═══ Available records ═══

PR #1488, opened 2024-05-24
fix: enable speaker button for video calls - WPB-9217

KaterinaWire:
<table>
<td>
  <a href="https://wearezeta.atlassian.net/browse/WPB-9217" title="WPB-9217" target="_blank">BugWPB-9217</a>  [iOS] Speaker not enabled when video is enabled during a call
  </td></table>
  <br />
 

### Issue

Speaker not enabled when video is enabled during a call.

═══
═══ Available records ═══

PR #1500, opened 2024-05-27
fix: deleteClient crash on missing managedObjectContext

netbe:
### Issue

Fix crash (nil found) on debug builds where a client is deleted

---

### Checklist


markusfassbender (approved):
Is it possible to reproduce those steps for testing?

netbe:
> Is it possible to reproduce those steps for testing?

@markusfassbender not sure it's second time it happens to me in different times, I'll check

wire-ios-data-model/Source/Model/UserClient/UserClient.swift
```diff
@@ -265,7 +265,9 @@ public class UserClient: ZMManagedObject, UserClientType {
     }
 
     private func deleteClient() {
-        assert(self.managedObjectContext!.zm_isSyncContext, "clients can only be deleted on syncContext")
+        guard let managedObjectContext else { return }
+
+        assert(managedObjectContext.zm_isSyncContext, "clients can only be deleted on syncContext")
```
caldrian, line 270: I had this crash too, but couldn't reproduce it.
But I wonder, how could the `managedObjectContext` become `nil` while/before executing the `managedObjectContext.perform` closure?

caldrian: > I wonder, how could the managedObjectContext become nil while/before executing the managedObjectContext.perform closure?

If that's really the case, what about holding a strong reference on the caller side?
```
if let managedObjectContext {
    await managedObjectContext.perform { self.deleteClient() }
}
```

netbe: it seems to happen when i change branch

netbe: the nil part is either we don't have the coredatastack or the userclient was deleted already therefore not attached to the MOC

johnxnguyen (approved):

═══

__Task details__
All lines above with "opened" in them should be returned.

__Finished exercise__
PR #1488, opened 2024-05-24
PR #1500, opened 2024-05-27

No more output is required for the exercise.